Бэлль в ужасе уставилась на мать. Предполагать, что мужчина убил Милли — одно, а получить подтверждение своим опасениям — совершенно другое. Девочка почувствовала, что у нее раскалывается голова — такое и в страшном сне не привидится.
— Нет! Не может быть! — Голос Бэлль звучал не громче шепота. — Он ударил ее, но от этого она точно не могла умереть.
— Бэлль, ты же знаешь, что я не лгу. Я не стала бы обманывать тебя, — с упреком ответила Энни. — У нас мало времени. Скоро здесь будут полицейские, я послала за ними Джейкоба. Ты должна забыть, что была в комнате у Милли, Бэлль!
Девочка ничего не понимала и лишь удивленно таращилась на мать.
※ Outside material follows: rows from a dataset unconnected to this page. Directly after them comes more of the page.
PR #1525, opened 2024-02-25
Improve :BCommits Preview

felixendres:
Reduce the preview of :BCommits to the relevant part, when used with visual selection. Only show the part of the diff that belongs to the selection.

That makes it very easy to quickly follow the evolution of a code block. I've used this feature over two month now, and it proved to be super useful.


junegunn:
Thanks!

PR #1529, opened 2024-03-01
[tags] Adds HTags command

### LINKED ISSUE #1524: `:Tags` is very slow on large tags file
- [x] I have fzf 0.30.0 or above

Hello,

Thanks for your beautiful tools :slightly_smiling_face: 

I have some repositories with larges tags file (130MB, few gigabytes) and when I use the `Tags` command to jump to the definition of a function, it takes a few seconds to process (up to 15 seconds on the [linux sources](https://github.com/torvalds/linux/archive/refs/heads/master.zip) ).

I had a quick look at the `fzf#vim#tags` function, and it looks like calling the `tags.pl` script takes quite some time (on large tags file).
I replaced the `tags.pl` with the following:
```sed
#!/usr/bin/sed -f
/^!/d
s/$/tags/
```
(tested only with a single tags file located at the root of my sources folder from where I open vim).
It is better, but still takes some time (compared to native `tjump`).
Then I tried to modify `fzf#vim#tags` to use `cat` and `s:tags_sink` to make up for it, it still takes 7-8 seconds to load something, while `tjump` is instantaneous (tags file size is 1.2GB)

I have reproduced the behavior with minimal vim configuration.

Do you have any idea on how to improve response time of tags search ?

nvincent-vossloh:
HTags use readtags to prefilter requested tags, this is useful for large tags file where the perl processing takes some time and the search is long.

fix #1524

### DIFF
--- a/autoload/fzf/vim.vim
+++ b/autoload/fzf/vim.vim
@@ -100,6 +100,7 @@ let s:layout_keys = ['window', 'up', 'down', 'left', 'right']
 let s:bin_dir = expand('<sfile>:p:h:h:h').'/bin/'
 let s:bin = {
 \ 'preview': s:bin_dir.'preview.sh',
+\ 'tagsprefilter': s:bin_dir.'tagsprefilter.sh',
 \ 'tags':    s:bin_dir.'tags.pl' }
 let s:TYPE = {'bool': type(0), 'dict': type({}), 'funcref': type(function('call')), 'string': type(''), 'list': type([])}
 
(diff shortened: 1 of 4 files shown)


junegunn:
I figured we didn't need a separate command for this and updated the Tags command to use readtags when a query string is provided. Let me know what you think. Thanks.

nvincent-vossloh:
Yes this is perfect. Glad you found a solution which did not require a separate command, I was not very satisfied with my solution.

PR #1546, opened 2024-05-25
fix environment variable reference in #3809

ykhan21:
This fix would allow nvim in cmd / powershell to use scoop_git_bash instead of wsl bash.
It should have been included in #3809.


junegunn:
Thanks!

PR #1547, opened 2024-06-04
prefer &shell to git bash on windows even if available

Konfekt:
calling git bash via cmd on windows is slow and opens a popup window

### DIFF
--- a/autoload/fzf/vim.vim
+++ b/autoload/fzf/vim.vim
@@ -163,7 +163,7 @@ function! fzf#vim#with_preview(...)
     call remove(args, 0)
   endif
 
-  if !executable(s:bash())
+  if (has('win32') && &shell !~? '\v<(ba)?sh>') || !executable(s:bash())
     return spec
   endif
 


autoload/fzf/vim.vim
```diff
@@ -163,7 +163,7 @@ function! fzf#vim#with_preview(...)
     call remove(args, 0)
   endif
 
-  if !executable(s:bash())
+  if (has('win32') && &shell !~? '\v<(ba)?sh>') || !executable(s:bash())
```
junegunn, line 166: What exactly does this supposed to do?

The original condition checks if a `bash` is available, and if not, does not add preview options.

So you don't want preview window to appear? Is the title of the PR correct?

junegunn: Can you show me some screenshots before/after the patch?

Konfekt:
A lot of recent improvements on FZF in Git Bash likely resolved this ever more inscrutable issue

PR #1553, opened 2024-07-16
Jumps support preview window

zeminzhou:
Like this:
image

### DIFF
--- a/autoload/fzf/vim.vim
+++ b/autoload/fzf/vim.vim
@@ -1337,37 +1337,52 @@ endfunction
 " Jumps
 " ------------------------------------------------------------------
 function! s:jump_format(line)
-  return substitute(a:line, '[0-9]\+', '\=s:yellow(submatch(0), "Number")', '')
+  let line = substitute(a:line, '[0-9]\+', '\=s:yellow(submatch(0), "Number")', '')
+  let line = substitute(line, '\s.\{-}\ze:[0-9]\+:', '\=s:green(submatch(0), "Directory")', '')
+  let line = substitute(line, '\%(:[0-9]\+\)\+:', '\=s:black(submatch(0), "NonText")', '')
+  return line
 endfunction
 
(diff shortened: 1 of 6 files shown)


autoload/fzf/vim.vim
```diff
@@ -1367,7 +1367,7 @@ function! fzf#vim#jumps(...)
   return s:fzf('jumps', {
   \ 'source'  : extend(s:jumplist[0:0], map(s:jumplist[1:], 's:jump_format(v:val)')),
   \ 'sink*'   : s:function('s:jump_sink'),
-  \ 'options' : '+m -x --ansi --tiebreak=index --cycle --scroll-off 999 --sync --bind start:pos:'.current.' --tac --header-lines 1 --tiebreak=begin --prompt "Jumps> "',
+  \ 'options' : ['+m', '-x', '--ansi', '--tiebreak=index', '--cycle', '--scroll-off', '999', '--sync', '--bind', 'start:pos:'.current, '--tac', '--header-lines', '1', '--tiebreak=begin', '--prompt', 'Jumps> ', '--preview-window', '+{2}-/2'],
```
junegunn, line 1370: Some options are in `--foo=bar` format and some others are in `--foo bar`. We could make the code a bit more readable by consistently following the first style when it's viable.

```suggestion
  \ 'options' : ['+m', '-x', '--ansi', '--tiebreak=index', '--cycle', '--scroll-off=999', '--sync', '--bind=start:pos:'.current, '--tac', '--header-lines=1', '--tiebreak=begin', '--prompt', 'Jumps> ', '--preview-window', '+{2}-/2'],
```

junegunn:
Thanks, it kind of works. But when a jump position is in the current buffer, the last column is not the file path, but the line. It makes the preview command fail with a strange error message.

image

Let me see if there's a way to fix this problem.

junegunn:
Merged with some major overhaul. Thanks!

PR #93, opened 2024-02-06
Basic "chain hardening" for slightly untrusted daemons

vtnerd:
This adds basic chain hardening to the daemon, for slightly untrusted daemons. It is still recommended that you run your own node, as there are more features like JSON memory unpacking limits (similar to what the daemon had to endure).

When `--untrusted-daemon` is enabled:
 * Every block `prev_id` is verified, to ensure a chain
 * Every "hard-coded" checkpoint has its block hash verified
    * The two above mean that you cannot easily spoof old blocks - only blocks newer than a checkpoint
 * Every transaction hash is computed and verified against the block hash list
 * The PoW is verified for blocks newer than any checkpoints, forcing a malicious daemon to spend resources to generate fake blocks
 * The block height, hash, and difficulty are periodically printed to help assist in detecting malicious daemons

### DIFF
--- a/src/db/data.cpp
+++ b/src/db/data.cpp
@@ -204,6 +204,43 @@ namespace db
   namespace
   {
     template<typename F, typename T>
+    void map_block_difficulty(F& format, T& self)
+    {
+      wire::object(format, WIRE_FIELD_ID(0, high), WIRE_FIELD_ID(1, low));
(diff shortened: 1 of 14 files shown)


vtnerd:
Force pushed a rebase.

PR #97, opened 2024-02-23
ZMQ pub blocks

vtnerd:
A little different than I intended, but this adds a ZMQ-PUB for recently scanned addresses. The address is sent along with the last block height and hash. This is useful for tracking the internal scan state in real-time, as each thread reports independent results.


vtnerd:
Rebased so that CI can cycle through with updated CMake.

PR #98, opened 2024-02-25
Update chain rollback log message

vtnerd:
I found an error case with the invalid chain rollback detection - when the daemon is still syncing it sends older blocks. The easiest thing to do (for now) is to update the error message to let the user know they must sync the daemon before using LWS.


vtnerd:
Rebased so that CI can cycle through with updated CMake.

PR #101, opened 2024-02-28
ZMQ Pub Spends

vtnerd:
This adds support to webhook/zmq for spend notification. The use case is detecting unexpected spending of funds.


vtnerd:
I just realized this needs some work to be useful. The `tx_pub` from the original output needs to be sent along with the information, to verify whether it was spent.

vtnerd:
Changes:
  * Added source (output) information to zmq pubs
  * Added documentation
  * Fixed `webhook_add`

vtnerd:
Rebased after recent merges.

PR #114, opened 2024-04-23
Fix divide by zero in subaddresses n_maj

vtnerd:
Found by @everoddandeven

### DIFF
--- a/src/rest_server.cpp
+++ b/src/rest_server.cpp
@@ -713,16 +713,16 @@ namespace lws
         const std::uint32_t n_major = req.n_maj.value_or(50);
         const std::uint32_t n_minor = req.n_min.value_or(500);
         const bool get_all = req.get_all.value_or(true);
-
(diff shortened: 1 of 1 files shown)


everoddandeven:
signal-2024-04-26-181317_003
signal-2024-04-26-181317_002
signal-2024-04-26-181146_003
signal-2024-04-26-181146_002
I think I have founde other bugs. Now all subaddrs methods are crashing server with `2024-04-26 16:16:13.995	D Schema expected array: 2 array elements of at least 2 bytes each exceeds 3 remaining bytes
terminate called after throwing an instance of 'std::system_error'
  what():  thrown at storage.cpp:1014: Schema expected array
` error

vtnerd:
Could you provide some steps to reproduce this behavior? I just ran both of the `/provision_subaddrs` requests and it worked as expected.

I have a feeling that reproducing the DB state might be difficult.

PR #118, opened 2024-05-29
Add support for remote scanning via custom TCP

vtnerd:
This is the first cut at remote scanning in LWS. It took a while to complete because a custom TCP implementation using ASIO was done - ZMQ sockets were too limited in their capabilities for the task.

There's lots of code here, so I will leave for a bit as I perform additional testing on this, including performance tests. I'm still uncertain on how this will perform with lots of accounts, etc.

### DIFF
--- a/src/CMakeLists.txt
+++ b/src/CMakeLists.txt
@@ -49,6 +49,7 @@ target_link_libraries(monero-lws-daemon-common
     monero-lws-common
     monero-lws-db
     monero-lws-rpc
+    monero-lws-rpc-scanner
     monero-lws-wire-json
     monero-lws-util
     ${Boost_CHRONO_LIBRARY}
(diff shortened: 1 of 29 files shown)


vtnerd:
This last force push:
   * Rebased against `develop`
   * Fixed exception bug for `socket.remote_endpoint` calls
   * Fixed exception bug for `socket.close` calls
   * Called `socket.shutdown` before `socket.close` for better platform compliance
   * Use libsodium password hashing library and memory compare to prevent password leakage.

vtnerd:
Finally ran a timed comparison test with 1000 accounts. A Ryzen 3900x saw a 5 minute drop in scan time when two laptops were added to the mix. The laptops took longer, but that is only due to the comparatively slower single threaded CPU performance. The added stress on `momerod` didn't impact performance negatively. 

Looks like this patch will be merged, as it works as expected. I may tweak some of the parameters - most notably the threshold for remote scanning to be initiated.

PR #119, opened 2024-06-03
Fix several bugs:

vtnerd:
* lws::account height update should only go up.
  * Webhook confirmations can start after first new block
  * Webhook confirmations could face a rescan

Found these issues while digging deeper in the remote scanning code (although not related to that code). This will get merged relatively soon as these bugs need to be back-ported to release branch.


vtnerd:
Added some more tests, and fixed another issue within the DB scan height (it previously wasn't an issue until changes in the `lws::account` object).

PR #120, opened 2024-06-06
Fix scan height (db) bug on account check-ins

vtnerd:
The last PR still had another bug involving a scan height index. I added unit tests to ensure this index is correctly update (or not changed) during complex scanning conditions (rescans, forks, duplicate check-ins).

### DIFF
--- a/src/db/storage.cpp
+++ b/src/db/storage.cpp
@@ -859,6 +859,41 @@ namespace db
     return out;
   }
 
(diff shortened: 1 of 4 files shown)


vtnerd:
Also note that this fixes some cases where duplicate webhooks could be triggered. The unit tests verify that the web hook only invokes once, unless a rescan is requested (which resets the tracking for webhooks).

vtnerd:
Merged this sooner rather than later, as the bug fix needs to be back ported to release branch.

PR #124, opened 2024-06-24
Add (non-standard) 'daemon_status' endpoint to REST API

vtnerd:
Requested privately. Mostly a relay to from the daemon. Possibly useful to clients that only have access to LWS REST.

### DIFF
--- a/src/rest_server.cpp
+++ b/src/rest_server.cpp
@@ -37,6 +37,7 @@
 
 #include "common/error.h"          // monero/src
 #include "common/expect.h"         // monero/src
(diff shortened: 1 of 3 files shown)


vtnerd:
Force pushed a change where a daemon timeout is **not** reported as a 503 error, and is instead reported in the `state` field of the response. All other endpoints still use 503.

vtnerd:
Force pushed a rebase + fixes for the timeout.

vtnerd:
Force pushed another rebase after recent ZMQ bug fixes.

PR #131, opened 2024-09-10
Add equivalent check to validate admin endpoint

vtnerd:


vtnerd:
Crap the CI isn't useful right now as the upstream macos+`boost::uuid` issue is hitting here. Will just merge-in, and assume it still works.

PR #133, opened 2024-09-20
/login update access_time, status

TheTrunk:
Upon calling /login endpoint update
  - access_time
  - status to active
  
This is a step for automation that I think many users might appreciate. We are used to put accounts in an inactive status after some time period has passed. When user logs in back into the solution, we want their account to become active again. These little changes are thus helpful and needed for our automation.

Ideally this should be behind some flag, just raising the PR as I got other devs asking to show an example solution.

### DIFF
--- a/src/rest_server.cpp
+++ b/src/rest_server.cpp
@@ -701,6 +701,17 @@ namespace lws
             if (is_hidden(account->first))
               return {lws::error::account_not_found};
 
+            // Update access time
+            auto update_result = disk.update_access_time(req.creds.address);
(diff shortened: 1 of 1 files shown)


vtnerd:
Can this be re-opened on the `develop` branch? I'll then backport to `master` and `release-v0.3_0.18` branches.

vtnerd:
Nevermind, I see this was done mainly as an example. I'm not sure if the default behavior should be to do another disk I/O to change state into active. The other call - to update access time - should likely be added upstream.

PR #523, opened 2021-02-02
Update AnswerChecker.pm

pschan-gh:
Minor nitpick with plural form of "fraction of integers" in Hints.


Alex-Jordan:
In the interest of modularizing the code, there could be a separate method for pluralization that defaults to appending an 's' but has code for, at minimum, recognizing "fraction of integers" and doing something different. It could also handle the awkward code in there now for dealing with "interval or union".

pschan-gh:
Indeed, that's probably a better solution in the long run. Thanks!

Alex-Jordan:
Also this has me thinking about localization issues. Sorry for the mission creep!

Issue #525, opened 2021-02-16
MathObject answers no longer accept numbers starting with a decimal


drgrice1:
This seems to be another regression introduced by https://github.com/openwebwork/pg/pull/518.

If a number starts with a decimal you get the error "Missing operand before '.'".  If you precede the decimal with a zero, it works as before.

dpvc:
Ah, yes, that would be because the for product is now before the number pattern in the token pattern (that was to allow other tokens to begin with numbers).  I'll look into how best to resolve that.

drgrice1:
Here is a minimal example in which this occurs (if it helps).

```perl
DOCUMENT();
loadMacros("PGstandard.pl", "MathObjects.pl", "PGML.pl");
TEXT(beginproblem());

$ans = Compute(".3333");

BEGIN_PGML
Compute [`\frac{1}{3}`].

[_______]{$ans}
END_PGML
ENDDOCUMENT();
```
This problem fails to load and gives the error "Missing operand before '.'"

dpvc:
I made a pull request to resolve the issue.

PR #526, opened 2021-02-16
Fix problem with decimals with no leading 0 (#525)

dpvc:
This PR adds a `patternPrecedence` property to context items that allows individual tokens to be prioritized in the pattern list.  It then uses that to put the `.` operator pattern after the number pattern, so that decimal numbers with no leading zero will be identified first, and then if `.` is not used as a decimal, it will be recognized as a dot product.

Without the patch, `Compute(".123")` produces an error about a missing operand for `.` but with the patch, it should produce .123 as expected.   Also

```
Context("Vector");
TEXT(Compute("<1,2> . <3,4>"));
```

should produce an output of 11.

Resolves issue #525.


drgrice1 (approved):
This fixes the problem
Thanks.

PR #529, opened 2021-02-21
Switch from opening a new window to opening a dialog when an image is clicked

drgrice1:
The current method of having a new browser window or tab open when an image in a PG problem is clicked is intrusive.  Furthermore the behavior that occurs is different depending on which browser is in use.

This changes to opening a bootstrap modal dialog  when an image is clicked instead.  That dialog can be moved around and the image in the dialog can be resized using the zoom in and zoom out buttons in the dialog.  The image can also be resized using the +/- keys or the mouse wheel.

This is the pg part that creates the DOM element.

The javascript for this is in https://github.com/openwebwork/webwork2/pull/1207

### DIFF
--- a/macros/PGbasicmacros.pl
+++ b/macros/PGbasicmacros.pl
@@ -3034,12 +3034,7 @@ sub image {
 			|| $displayMode eq 'HTML_asciimath'
 			|| $displayMode eq 'HTML_LaTeXMathML'
 			|| $displayMode eq 'HTML_img') {
-			my $wid = ($envir->{onTheFlyImageSize} || 0) +30;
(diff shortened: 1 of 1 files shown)


Alex-Jordan (approved):
This works for me as advertised.

taniwallach (approved):
Tested with the paired https://github.com/openwebwork/webwork2/pull/1207 which needs some minor merge conflicts fixed due to recent changes. Other than that, I think this is ready to be merged.

pstaabp (approved):

pstaabp:
Looks great.

PR #530, opened 2021-02-21
allow access to course environment PG_VERSION

drdrew42:
this PR provides access to the pg version as read in from `pg/VERSION` by the CourseEnvironment.pm module from ww2

requested in issue: openwebwork/webwork2#1204

also tagging openwebwork/webwork2#1121

### DIFF
--- a/lib/WeBWorK/PG/IO.pm
+++ b/lib/WeBWorK/PG/IO.pm
@@ -50,6 +50,7 @@ BEGIN {
                 fileFromPath
                 directoryFromPath
                 createDirectory
+				pgVersion
         );
 
 	our %SHARE = map { $_ => __PACKAGE__ } @SHARED_FUNCTIONS;
@@ -507,6 +508,10 @@ END
 		}
 	}
 	return $ret;
+}
+
+sub pgVersion {
+	return $CE->{PG_VERSION};
 }
 
 =back


drgrice1:
I was thinking about this, and I think it would make more sense to pass the PG version in as an environment variable, rather than creating a method in IO.pm.  This can be easily done by adding something like `$envir{pgVersion} = $ce->{PG_VERSION},` to `lib/WeBWorK/PG.pm`.  Of course this requires modifying the webwork2 code, rather than the pg code.

drdrew42:
On the ww2 side, my intuition is that using the problem environment hash (as produced in WeBWorK/PG.pm) would be less convenient than using the course environment (WeBWorK/CourseEnvironment.pm) for the purposes of retrieving the pg version. The course environment already contains the pg version and is readily available across ww2 because it is embedded in every apache request object.

With regards to the specific issue of problems that need branching logic to account for changes to PG, I would consider it undesirable to promote the direct use of the PGcore object inside pg code (which is what would be required if the pg version were to be stashed inside the problem environment hash).

drgrice1:
There are already course environment variables added to that hash.  This would still be using the course environment to retrieve the pg version in the same way that this pull request does.  This doesn't change that.

I don't understand why it is undesirable to access the information via `$PG->{envir}{pgVersion}`.  The PGcore object is there and accessible in pg code, regardless of whether you "promote" its usage or not.  There is really nothing wrong with using that for special case things like this.

drgrice1:
Also, dealing with a method that may or may not be defined is messier than dealing with a hash key that may or may not be defined.

If this is a hash key and you want the version with a fall back you can do
```perl
$var = $PG->{envir}{pgVersion} // 0;
```

On the other hand with the method approach you need to do something like
```perl
$var = pgVersion eq "pgVersion" ? 0 : pgVersion;
```
That is really not very intuitive.

mgage:
I kind of agree with this.   It means that the pgVersion is one of the things supplied to PG when it is initialized and 
has to be specified by what ever framework calls it. 

We could ask that PG knows it’s own version (e.g. hardwired variable) but then we would want a hook on github that automatically updated
this variable with each release. That was too complicated for me at the time I introduced the VERSION files. :-)

drdrew42:
> Also, dealing with a method that may or may not be defined is messier than dealing with a hash key that may or may not be defined.

This is certainly a fair point. However, I still do not like putting ww2 in charge of determining the pg version. In such case as a user updates pg without similarly updating ww2, we would be in a situation where `$PG->{envir}{pgVersion}` is undefined and it cannot then be accurately determined which pg version to account for in the pg code. 

I am not suggesting that we base our decision on worst-case-scenarios such as this, but the IO.pm approach does have the benefit of resolving this issue without requiring an update to ww2.

|| pro | con |
|--:|:-:|:-:|
|pg/IO.pm | doesn't require ww2 update <br /> readability in pg code | null checking subs is a pain  |
|webwork/PG.pm | easier null checking | pg depends on update to ww2 |

Now that I look at it, null checking for this subroutine is not terribly egregious: 
```perl
my $pgVersion = (defined &pgVersion) ? pgVersion() : 0;
```

drgrice1:
Using different versions of webwork2 and pg is something that should be discouraged.  Even more than discouraged, it should be something that really just shouldn't be done.  There are many incompatibilities between the older different versions already, and the number of these incompatibilities will only continue to increase if the WeBWorK project really wants to get anywhere.  The PG code is going to have to change to accomodate communication between whatever frontend is used and PG.  The use case scenarios that are coming up are making the need for this greater.

Alex-Jordan:
I agree with the principle that PG should know its own version, and not rely on WW2. I look at it from the perspective that WW2 is a front end for PG, and that other front ends are under development. I know that WW2 and PG are still intertwined. But isn't a long term goal to separate them?

drgrice1:
PG will be intertwined with any frontend.  This is really about frontend/PG communication, not specifically WW2/PG communication.

drgrice1:
If the argument is for PG to know its own version (which would be good), then this pull request still does not do that.  This pull request uses the course environment, which is a front end thing.

I think that when Mike suggested putting this into IO.pm, he meant to read the PG version from the pg/VERSION file using IO.  That can be done from IO.pm, and does not depend on any frontend.

drgrice1:
How about doing this for the pgVersion sub instead:
```perl
sub pgVersion {
	my $PG_VERSION = "unknown";

	my $PG_version_file = __FILE__ =~ s/lib\/WeBWorK\/PG\/IO\.pm/VERSION/r;
	if (-r $PG_version_file) {
		open(my $fh, "<", $PG_version_file) or warn "Can't open $PG_version_file.", return $PG_VERSION;
		local $/;
		my $data = <$fh>;
		close($fh);
		my $PG_COPYRIGHT_YEARS = "";
		eval($data);
		warn $@ if $@;
	}

	return $PG_VERSION;
}
```
This is an approach that is completely independent of any front end.  `$PG->{envir}` and `$CE` both come from the front end, and so using either of those will depend on what the front end decides to give you.  The webwork2 code defines `$CE->{PG_VERSION}` in essentially the same way, but a frontend would not have to do this and could set that to be whatever the front end wants it to be.

Just a possible thought.  I am sure there are problems here too.

dpvc:
How about this:  in `pg/lib/PGcore.pm`, between the `package PG;` and the `use strict` add

``` perl
use File::Spec;
sub getVersion {
  my $dir = (File::Spec->splitpath(File::Spec->rel2abs(__FILE__)))[1];
  do "${dir}../VERSION";
  warn "Error loading PG VERSION file: $!" if $!;
  warn "Error processing PG VERSION file: $@" if $@;
  return $PG_VERSION || 'unknown';
}
my $PG_VERSION = getVersion();
```

and then in the `new` subroutine, in the `my $self = {...}`, add

``` perl
                VERSION                   => $PG_VERSION,
```

That will load the version out of the `VERSION` file and include it in the `$PG` object, so you can use `$PG->{VERSION}` to get the version.  This is purely within PG.

This will show the error messages during startup if there is a problem loading or running the file, but it will not prevent WeBWorK from starting up (and the version will be listed as "unknown" in that case.

drdrew42:
This one's just a nit, but instead of File::Spec, I think it's more straightforward to use dirname from File::Basename.
I'm also curious what everyone's thoughts are on stashing the PG_VERSION inside of %ENV? This approach would ensure that all aspects of the WeBWorK codebase have access to PG's self-declared version. From there we can place it into the PGcore object in the new method as @dpvc suggested above...

```perl
BEGIN {
	use File::Basename qw(dirname);
	my $dir = dirname(__FILE__);
	do "${dir}/../VERSION";
	warn "Error loading PG VERSION file: $!"    if $!;
	warn "Error processing PG VERSION file: $@" if $@;
	$ENV{PG_VERSION} = $PG_VERSION || 'unknown';
}
```

dpvc:
I'm fine with the change to use `dirname`.  I haven't use the file-name management tools in perl in quite some time, so just pulled the first one I could find.  The `BEGIN` is probably also a good idea.  I had used a function, here, in order to not have extra variables (`$dir`) in the PGcore package, but it is a minor issue.

I'm OK with using `ENV` for this (and setting `$PG->{VERSION}` to it in the `new` method).

drgrice1:
I don't think that `$dir` is added to the PGcore package with @drdrew42's approach.  If I am not mistaken the `my` declaration keeps the scope local to the BEGIN block.  Testing in a Perl script seems to confirm this.  I can't find documentation on that though.

I think adding PG_VERSION to the %ENV hash is not a bad idea.

I don't like that this doesn't work with `use strict`, but that isn't really a big deal.  If you want to make this work with `use strict` you could use something like my original approach:
```perl
BEGIN {
	my $PG_VERSION = "unknown";

	use File::Basename qw(dirname);
	my $dir = dirname(__FILE__);
	my $PG_version_file = "${dir}/../VERSION";
	if (-r $PG_version_file && open(my $fh, "<", $PG_version_file)) {
		local $/;
		my $data = <$fh>;
		close($fh);
		my $PG_COPYRIGHT_YEARS = "";
		eval($data);
		warn "Error processing PG VERSION file: $@" if $@;
	} else {
		warn "Error loading PG VERSION file.";
	}

	$ENV{PG_VERSION} = $PG_VERSION;
}
```
That also works here (of course after the `use strict` though).

I will let you determine what is best here.

dpvc:
> I don't think that `$dir` is added to the `PGcore` package with @drdrew42's approach

You are correct, the braces make the `my` variable local to that scope.  My apologies.

dpvc:
It may be possible to make @drdrew42's code work in strict mode (or temporarily turn off strict for the `$PG_VERSION` access, or something like that).  I didn't try to hard to try to make that work, as the non-strict code is minimal, and as I don't have a lot of time to put toward this.  I just thought it was more direct than having to have an extra PG macro to get the version.

drgrice1:
Yeah, you can add `no strict "vars"` before `$ENV{PG_VERSION} = $PG_VERSION || 'unknown'` to temporarily disable strict.  I don't know.  The strict stuff doesn't really matter.  Just quibbling!

drgrice1:
You could do
```perl
BEGIN {
	use File::Basename qw(dirname);
	my $dir = dirname(__FILE__);
	my $PG_VERSION = "unknown";
	my $PG_COPYRIGHT_YEARS = "";
	eval `cat "${dir}/../VERSION"`;
	warn "Error loading PG VERSION file: $!"    if $!;
	warn "Error processing PG VERSION file: $@" if $@;
	$ENV{PG_VERSION} = $PG_VERSION;
}
```
This works in strict mode, and doesn't cheat by even temporarily disabling strict.

drdrew42:
That works, and so does referencing the variable with the package name.
```perl
BEGIN {
	use File::Basename qw(dirname);
	my $dir = dirname(__FILE__);
	do "${dir}/../VERSION";
	warn "Error loading PG VERSION file: $!"    if $!;
	warn "Error processing PG VERSION file: $@" if $@;
	$ENV{PG_VERSION} = $PGcore::PG_VERSION || 'unknown';
}
```

drgrice1:
This is adding package variables then.  This adds the variables $PGcore::PG_VERSION and $PGcore::PG_COPYRIGHT_YEARS.  You can even access the values of those variables in a pg problem.

The `do` call is probably safer than the `eval` call.

drdrew42:
Yes, definitely safer -- I'll make a new PR later today, after my block of afternoon meetings, then close this PR.

dpvc:
I think this latest is the winning version.  I thought I had tried `$PGcore::PG_VERSION`, but I may not have had the rest of it right at that point.  Kudos.

> The `do` call is probably safer than the `eval` call.

Agreed, and it also doesn't require spawning a subprocess, or making a new `$externalPrograms` variable for `cat`.

drdrew42:
I had a meeting end early, and another got pushed *yay*
closed in favor of #531

PR #531, opened 2021-02-24
set pg version info in %ENV and PGcore obj+package

drdrew42:
replacement/improvement on #530 (@dpvc @drgrice1 thanks!)

with this PR, pg will now declare its version when PGcore.pm is loaded -- making the version available through:
* the ENV hash: `$ENV{PG_VERSION}` (available everywhere _outside_ of a problem's pg code)
* the PGcore object: `$PG->{PG_VERSION}` (in a problem's pg code)
* the PGcore package: `$PGcore::PG_VERSION` (also available in pg code)

### DIFF
--- a/lib/PGcore.pm
+++ b/lib/PGcore.pm
@@ -14,8 +14,17 @@
 # Artistic License for more details.
 ################################################################################
 package PGcore;
-
 use strict;
+
+BEGIN {
+    use File::Basename qw(dirname);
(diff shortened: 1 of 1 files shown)


drgrice1 (approved):
I think I've already rather thoroughly tested and reviewed this!

dpvc (approved):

— Послушай, я скажу полицейским, что это я обнаружила Милли. Скажу, что поднялась к ней в комнату, потому что услышала, как кто-то выбирается через окно, — объяснила Энни. — Понимаешь, я не хочу, чтобы тебя допрашивали, поэтому скажу, что ты спала внизу. И если полиция все равно захочет с тобой побеседовать, ты должна говорить, что спала. Легла в половине девятого, а проснулась только что — тебя разбудил шум на улице. Ты сможешь это сказать?
Бэлль кивнула. Мама так редко разговаривала с ней ласково, что девочка готова была сказать что угодно. Конечно, она не понимала, зачем скрывать правду, но надеялась, что на то есть весомая причина.